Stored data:
####
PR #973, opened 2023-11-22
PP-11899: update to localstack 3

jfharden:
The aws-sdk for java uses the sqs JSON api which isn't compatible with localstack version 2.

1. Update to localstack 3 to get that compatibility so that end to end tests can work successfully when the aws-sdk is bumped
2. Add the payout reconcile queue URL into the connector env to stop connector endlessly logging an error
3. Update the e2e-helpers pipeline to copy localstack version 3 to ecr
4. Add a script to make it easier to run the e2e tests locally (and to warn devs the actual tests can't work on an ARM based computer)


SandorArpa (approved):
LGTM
####
Line by line, copy the entries above exactly as they appear.

Output of the exercise.
PR #973, opened 2023-11-22
PP-11899: update to localstack 3

jfharden:
The aws-sdk for java uses the sqs JSON api which isn't compatible with localstack version 2.

1. Update to localstack 3 to get that compatibility so that end to end tests can work successfully when the aws-sdk is bumped
2. Add the payout reconcile queue URL into the connector env to stop connector endlessly logging an error
3. Update the e2e-helpers pipeline to copy localstack version 3 to ecr
4. Add a script to make it easier to run the e2e tests locally (and to warn devs the actual tests can't work on an ARM based computer)


SandorArpa (approved):
LGTM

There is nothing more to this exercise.